Está muerto. ¿Qué más os queda por hacer?
–Era un terrorista, un talibán y un mal saray.
–¡Eso no es verdad! Mi hermano era un héroe pastún, un muyahidín que luchaba por la libertad. Combatió a los talibanes. Y murió luchando contra los invasores amrikâyi. ¡Era un valiente!
–Estás tan equivocada como él, pastuna. Éste no es tu sitio. Vete.
–He traído una mortaja blanca –respondo–. Os pediré agua para lavarlo, pues es mi derecho. Cavaré una tumba y lo depositaré dentro, con su cuerpo orientado hacia la quibla. Luego rezaré una oración, echaré tres puñados de tierra sobre su cuerpo y recitaré: «De la tierra os creamos, a ella os devolvemos, y de ella os haremos resurgir por segunda vez». Después me marcharé, lo prometo. No me neguéis este deber que necesito cumplir.
En el silencio que sigue, bajo la vista y me miro los muñones de las piernas, envueltos en piel de cabra amarrada con trapos y pedazos de tela. La piel de cabra está ensangrentada. Las piernas, siempre entumecidas, me empiezan a doler.
Por fin la voz responde con un tono que denota sorpresa, aunque también algo de desprecio.
–Eres una mujer. No pintas nada en un entierro musulmán. Aquí hay muchos hombres, nosotros nos encargaremos. He hablado con el capitán amrikâyi a cargo del fuerte. Te da su palabra. Bajo la improvisada bandera blanca.
–No me iré –respondo.
Mi voz tiembla por el cansancio y la ira.
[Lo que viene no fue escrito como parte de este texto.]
PR #1248, opened 2026-08-12
test(dashboard): PR-gating RenderFlex-overflow gate for dashboard cards (#1183)

AustinChangLinksys:
Closes #1183

Adds a RenderFlex-overflow gate that actually blocks PRs, plus the measurement
tooling and the design record behind it.

The harness landed first and on its own — the commits up to `edfbf5ac` contain no
`lib/` changes at all, so the gate's go-live baseline is a measurement of `main`
rather than of anything this branch did. **The fixes the gate surfaced are then
stacked on the same branch**, ticket by ticket, each re-measuring the sweep before
touching the allowlist: #1226, #1231, #1233, #1227, #1252, #1228, #1229, #1234,
#1235, #1236, #1237, #1247, #1258, #1230 and #1238 — Track A in full.
(#1231 and #1252 are the two that moved no coordinates — #1231 recalibrated the
`UspInfoRow` label column, #1252 fixed a row outside the gate's scan domain, and
in both cases the re-measurement confirming it is exactly why the allowlist may
not shrink.)
Then Track B (#1232, #1239, #1240 and the four readability batches it split into),
the three production defects the branch had only measured (#1275, #1286, #1285),
the four tickets that came out of measuring the last two cards (#1266, #1270,
#1271, #1267), the three follow-ups those measurements owed (#1296, #1297, #1298),
#1245's Article XIV migration and #1253's localization policy — so **the epic
lands whole**, on ui_kit **v2.39.0**.
Read the harness commits first if you want to review the mechanism separately from
the fixes.

## Why the existing pipeline could not catch this

#1145's Network Health legend overflow slipped through, and it wasn't bad luck.
Three separate structural reasons, all verified against the current pipeline:

1. **Goldens are excluded from the PR test command.** `run_tests.sh` runs with
   `--exclude-tags="golden||loc||ui"`, so no golden test can gate a PR.
2. **Overflow is a warning there, not a failure.** The golden pipeline records
   overflow and moves on; a screenshot with a yellow-and-black stripe is still a
   passing screenshot.
3. **Coverage holes.** Goldens shoot the *default tab*, at *fixed widths*, and
   not every card has one. #1145's overflow needed a non-default tab at a
   non-sampled width.

## What this adds

**The gate** — `test/page/dashboard/cards/dashboard_card_overflow_test.dart`,
tagged `dashboard-card`. That tag is deliberately **not** in `run_tests.sh`'s
exclude list, so the existing PR command picks it up and a failure blocks the
[...]

Issue #1245, opened 2026-08-12
[Prefactor] De-duplicate the dashboard legend dot/entry — Article XIV decision needed


AustinChangLinksys:
## Parent

#1183

Raised from #1233, which was explicitly told not to do this: *"Do not extract a shared legend component. That would be a new shared widget, which requires approval under Article XIV — and this ticket must not be blocked on that conversation. Fix the six rows in place."* Also: *"the private colour-dot widget is duplicated verbatim in four files ... De-duplicating it would be a reasonable prefactor and is not itself overflow-related — but the same Article XIV question applies, so raise it rather than doing it here."*

This is that raise. Nothing here is overflow work; #1183's Track A does not depend on it.

## Branch

**Base: `gate/1183-overflow-gate` (PR #1248). Not `dev-2.7.0`.**

This epic is consolidated onto #1248's branch — #1248 is the only PR that
targets `dev-2.7.0`. Branch from `gate/1183-overflow-gate`, and merge back into
it.

Not a preference. The gate, its fixture, its probe and the design of record are
all introduced *by* #1248 and are **absent on `dev-2.7.0`** (verified with
`git cat-file -e origin/dev-2.7.0:<path>`):

- `test/page/dashboard/cards/dashboard_card_overflow_test.dart`
- `test/fixtures/known_overflows.json`
- `test/util/dashboard/dashboard_card_probe.dart`
- `doc/dashboard/dashboard_density_design.md`

So an acceptance criterion of the form "N coordinates are removed from
`known_overflows.json` and the gate passes" cannot be executed off `dev-2.7.0`
at all. Basing there also re-measures coordinates the landed tickets already
cleared, producing a fixture that conflicts with them and reads as a regression.

## What exists today

Two shapes, duplicated across four dashboard cards.

**`_LegendDot`** — byte-for-byte identical in four files:

- `lib/page/dashboard/views/components/usp_network_health_card.dart:451`
- `lib/page/dashboard/views/components/usp_system_status_card.dart:541`
- `lib/page/dashboard/views/components/usp_traffic_analysis_card.dart:683`
- `lib/page/dashboard/views/components/usp_device_analytics_card.dart:448`

**The legend entry** (dot + gap + `Flexible` label) — three copies, and after #1233 they are deliberately *not* identical:

| Site | Name | Label degradation |
|---|---|---|
| `usp_system_status_card.dart:563` | `_StatLegendEntry` | per-entry `ellipsize` flag |
[...]

PR #1249, opened 2026-08-12
fix(dashboard): clear the legend-row overflow cluster, prove the gate's worst-case claim (#1225, #1226, #1233)

AustinChangLinksys:
Closes #1225
Closes #1226
Closes #1233

Stacked on #1248 — **review that one first**; this PR's base is its branch, so
the diff shown here is only the six commits on top. #1248 lands the overflow
gate with 560 known exceptions; this PR takes that ratchet down to **379
coordinates across 27 keys** and hardens the gate's central correctness claim.

## 1. The gate's exhaustiveness argument was an assertion (#1225)

The gate pumps one width per column span and calls that exhaustive, on the
grounds that overflow is monotonic in width. That argument only holds if the
width really is the narrowest — and it was chosen by scanning a hand-written
list of 19 screen widths.

`narrowestRealizationOf()` replaces the list by enumerating every integer screen
width from the supported floor up. Card width is piecewise-linear and increasing
within each (columns, margin) regime, so every regime's left edge is now visited
and the worst case holds by construction.

The sample wasn't merely unproven, it was **lossy under a raised floor**: it held
no width in `602..904`, so `MIN_SCREEN=602` fell through to 1241px and reported a
3-column card as 198.25px — 6.5px wide of the real 191.75px.

- Behavioural no-op at the default floor, **verified not assumed**: same 560
  coordinates, same 36 keys, and the two sorted hit sets diff byte-identically.
  `known_overflows.json` untouched by this commit.
- The guarantee is exact over integer widths but not the continuum: breakpoints
  are exclusive, so four regimes open just above an integer and their infimum is
  approached, not attained. Bounded at 0.5px (`kEnumerationSlackPx`, worst case
  span 4) — a quarter of the gate's 2px tolerance, so it cannot flip a verdict.
  Documented rather than papered over.
- `kMinSupportedScreenWidth` (320px) now names the product commitment from
  density design §2.3 that used to be an inline literal.
- New `dashboard_card_probe_test.dart` (28 tests) checks the search against an
  **independently derived continuum infimum**, not a re-enumeration of the
  implementation's own domain. Mutation-verified: starting the walk above 601px
  fails it.
- Frozen grid formulas (column count, margin, slot width, card width) untouched.

## 2. Traffic Analysis Monitor legend (#1226) — 49 coordinates

All 49 of the card's baseline coordinates came from one site: a `Row` of two
dot+label pairs, a `Spacer`, two byte totals and the interval label, with nothing
constrained. It becomes a `Wrap` with `spaceBetween` — identical rendering while
the content fits, and the totals drop to a second line instead of overflowing
when it doesn't. Card is now clean across 26 locales × 4 tabs; both its allowlist
keys are gone. **560 → 511 coordinates, 36 → 34 keys.**

Two things measurement contradicted in the ticket, both recorded in design §2.10
because #1233 inherits the shape:

- The default-layout break was **one locale**, not a general desktop break. A
  26-locale sweep at default span-6 widths found only `fr` overflowing (+92px @
  432, +44 @ 480, +28 @ 496, +12 @ 512). The conclusion stands — a shipped locale
  broken at 1024px is a normal-form bug — but the blast radius was narrower than
  #1226 implies. Caught because the first version of the regression test used
  English and passed before the fix existed.
- #1226's widths are mis-paired: a 1024px screen yields 480px (24px margin), not
  512px; 512px is the 1440px screen. The test covers 432/480/496/512, so the
  intent holds as a superset.

## 3. The same shape across six more legend rows (#1233) — 132 coordinates

**511 → 379, 34 keys → 27.** `network_health` 84 → 3, `system_status` 85 → 34.

Measured, not assumed: a temporary harness parsed the creation location out of
every incident's `fullLog` before and after, so each coordinate is attributed to
the site that actually causes it.

Three things #1226's shape did not say, each found by measuring a row:

- **`Flexible` is load-bearing, not decoration for the ellipsis.** A `Row` hands
  non-flex children *unbounded* width, so a bare label takes its full intrinsic
  width on one line and overflows however the enclosing `Wrap` arranges the
  entries. Wrapping in `Wrap` alone fixed nothing for the single-entry legends.
  #1226's row already had two `Flexible` labels, so this never surfaced there.
- **Ellipsis vs soft-wrap follows what the label *is*, not what the row is.**
  Bare series names keep #1226's one-line ellipsis (the colour identifies the
  series). Composed statistics get neither `maxLines` nor ellipsis: the ellipsis
  lands mid-number, and a half-shown statistic misinforms in a way a missing one
  does not.
- **One row deviates, deliberately.** #1226 pays for its extra run with height
  "because the chart above is `Expanded`, so it yields the height". Network
  Health's Health tab holds a fixed 120px gauge in that `Expanded`, so it yields
  nothing: a `Wrap` there traded the row's 26 right-overflows for 12 new
  *bottom*-overflows at the gauge centre (3 → 15) — a fix on paper only, and it
  would have shipped as one had the ratchet been edited to the predicted numbers
  instead of the measured ones. That row stays a one-line `Row` of `Flexible`
  lights; the reason is commented at the site and pinned by a test that fails if
  someone "restores consistency".

That last point makes **#1235 a functional dependency of #1233**, rather than the
conflict-avoidance both tickets claim: its 3 remaining gauge-centre coordinates
exist *because* the row was held to one line.

**Not done here, on purpose:** no shared legend component and no de-duplication
of the four verbatim colour-dot copies. Both need Article XIV approval and the
ticket must not block on that conversation — raised as **#1245**, carrying the
two constraints this work measured.

New `dashboard_legend_readability_test.dart` covers the two ACs the gate is
structurally blind to: the gate cannot tell a row that fits from a row that
truncated its content to nothing. Each of its three groups was verified to fail
under a mutation of the code it guards.

## 4. Direction markers drawn as icons, not Unicode characters

Not a ticketed item — found while fixing the #1226 legend row, which did both
things at once: its speed tiles used `AppIcon.font(Icons.arrow_upward)` while the
byte totals three rows below interpolated `'↑ '` into a string.

Measured the bundled font set with fontTools: **neither
`NeueHaasGrotTextRound-55Roman/75Bold` nor any of the nine fallbacks under
`assets/fonts/fallback/` maps U+2191, U+2193 or U+2192** — the union of all
eleven fonts has none of them. So whether the glyph appeared depended on a font
outside the declared set resolving it. It does resolve in the browser, which is
why this was never visible as a bug; but `pubspec.yaml` declares those fallbacks
precisely so glyph coverage doesn't depend on the environment ("Offline-first:
all locales must render without network").

Seven sites, all now `AppIcon.font` at size 12: the Traffic Analysis legend
totals, the duplicated row in `stats_traffic_monitor_section`, mesh rate chips in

Estoy a punto de echarme a llorar.
Se oye un chasquido eléctrico, el megáfono se apaga y me quedo esperando, perpleja. Un cuervo vuela por mi campo de visión y descubro que me rodean las aves carroñeras. Luego suena un disparo, y un buitre vacila en el aire antes de caer a tierra.
Cuando levanto la vista de nuevo, me sorprende ver que cuatro hombres salen por una puerta incrustada en los altos muros. Se detienen detrás de la alambrada, apuntándome con sus armas. El único que no va uniformado es un chico larguirucho de mirada angustiada, no mucho mayor que yo. Debe de ser el intérprete tayiko. Es el primero en hablar.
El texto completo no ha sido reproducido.